PR #877, opened 2017-12-08
Move User proto type to type directory

gdbelvin:
This conforms with the API style guide

This commit also scopes keytransparency with the google.keytransparency prefix, also per the style guide.


core/api/usermanager/v1/usermanager_proto/usermanager.proto
```diff
@@ -16,11 +16,11 @@ syntax = "proto3";
 
 option go_package = "github.com/google/keytransparency/core/api/usermanager/v1/usermanager_proto";
 
-package keytransparency.usermanager.v1;
+package google.keytransparency.usermanager.v1;
 
 import "google/api/annotations.proto";
 import "google/protobuf/field_mask.proto";
-import "proto/keytransparency_v1_proto/keytransparency_v1_proto.proto";
+import "api/type/type_proto/type.proto";
```
phad: Wrong import ordering.  goimports should fix that?

core/api/type/type_proto/type.proto
```diff
@@ -0,0 +1,39 @@
...
+//
+// Unless required by applicable law or agreed to in writing, software
+// distributed under the License is distributed on an "AS IS" BASIS,
+// WITHOUT WARRANTIES OR CONDITIONS OF ANY KIND, either express or implied.
+// See the License for the specific language governing permissions and
+// limitations under the License.
+
+syntax = "proto3";
+
+option go_package = "github.com/google/keytransparency/core/api/type/type_proto";
```
phad: I wonder if 'types' would be a more pragmatic choice than 'type' given that 'type' is a Go reserved word.
I know the import will be type_proto but it still might be better to avoid potential confusion?

core/api/usermanager/v1/usermanager_proto/usermanager.proto
```diff
@@ -36,7 +36,7 @@ message GetKeySetRequest {
 // It is the responsibility of authorized callers to verify that domain_id/app_id/user_id is correct.
 message CreateUserRequest {
   // user is the user to create.
-  keytransparency.v1.proto.User user = 2;
+  type.User user = 2;
```
phad: Then this would be `types.User user = 2;` which I think reads better in any case. wdyt?

core/api/type/type_proto/type.proto
gdbelvin: I think this would produce a slightly odd URL for proto type definitions:
 `keytransparency/types/typename`

core/api/usermanager/v1/usermanager_proto/usermanager.proto
gdbelvin: What is the correct ordering here? 
goimports doesn't work on proto files ... :-)

core/api/usermanager/v1/usermanager_proto/usermanager.proto
gdbelvin: see above

core/api/usermanager/v1/usermanager_proto/usermanager.proto
phad: If only!  There's not enough Go.

import "api/type/..."
import "google/..."

core/api/type/type_proto/type.proto
phad: OK.

core/api/usermanager/v1/usermanager_proto/usermanager.proto
phad: OK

★ ★ ★ ★

The whole of the data must be given back word for word.

Reply
PR #877, opened 2017-12-08
Move User proto type to type directory

gdbelvin:
This conforms with the API style guide

This commit also scopes keytransparency with the google.keytransparency prefix, also per the style guide.


core/api/usermanager/v1/usermanager_proto/usermanager.proto
```diff
@@ -16,11 +16,11 @@ syntax = "proto3";
 
 option go_package = "github.com/google/keytransparency/core/api/usermanager/v1/usermanager_proto";
 
-package keytransparency.usermanager.v1;
+package google.keytransparency.usermanager.v1;
 
 import "google/api/annotations.proto";
 import "google/protobuf/field_mask.proto";
-import "proto/keytransparency_v1_proto/keytransparency_v1_proto.proto";
+import "api/type/type_proto/type.proto";
```
phad: Wrong import ordering.  goimports should fix that?

core/api/type/type_proto/type.proto
```diff
@@ -0,0 +1,39 @@
...
+//
+// Unless required by applicable law or agreed to in writing, software
+// distributed under the License is distributed on an "AS IS" BASIS,
+// WITHOUT WARRANTIES OR CONDITIONS OF ANY KIND, either express or implied.
+// See the License for the specific language governing permissions and
+// limitations under the License.
+
+syntax = "proto3";
+
+option go_package = "github.com/google/keytransparency/core/api/type/type_proto";
```
phad: I wonder if 'types' would be a more pragmatic choice than 'type' given that 'type' is a Go reserved word.
I know the import will be type_proto but it still might be better to avoid potential confusion?

core/api/usermanager/v1/usermanager_proto/usermanager.proto
```diff
@@ -36,7 +36,7 @@ message GetKeySetRequest {
 // It is the responsibility of authorized callers to verify that domain_id/app_id/user_id is correct.
 message CreateUserRequest {
   // user is the user to create.
-  keytransparency.v1.proto.User user = 2;
+  type.User user = 2;
```
phad: Then this would be `types.User user = 2;` which I think reads better in any case. wdyt?

core/api/type/type_proto/type.proto
gdbelvin: I think this would produce a slightly odd URL for proto type definitions:
 `keytransparency/types/typename`

core/api/usermanager/v1/usermanager_proto/usermanager.proto
gdbelvin: What is the correct ordering here? 
goimports doesn't work on proto files ... :-)

core/api/usermanager/v1/usermanager_proto/usermanager.proto
gdbelvin: see above

core/api/usermanager/v1/usermanager_proto/usermanager.proto
phad: If only!  There's not enough Go.

import "api/type/..."
import "google/..."

core/api/type/type_proto/type.proto
phad: OK.

core/api/usermanager/v1/usermanager_proto/usermanager.proto
phad: OK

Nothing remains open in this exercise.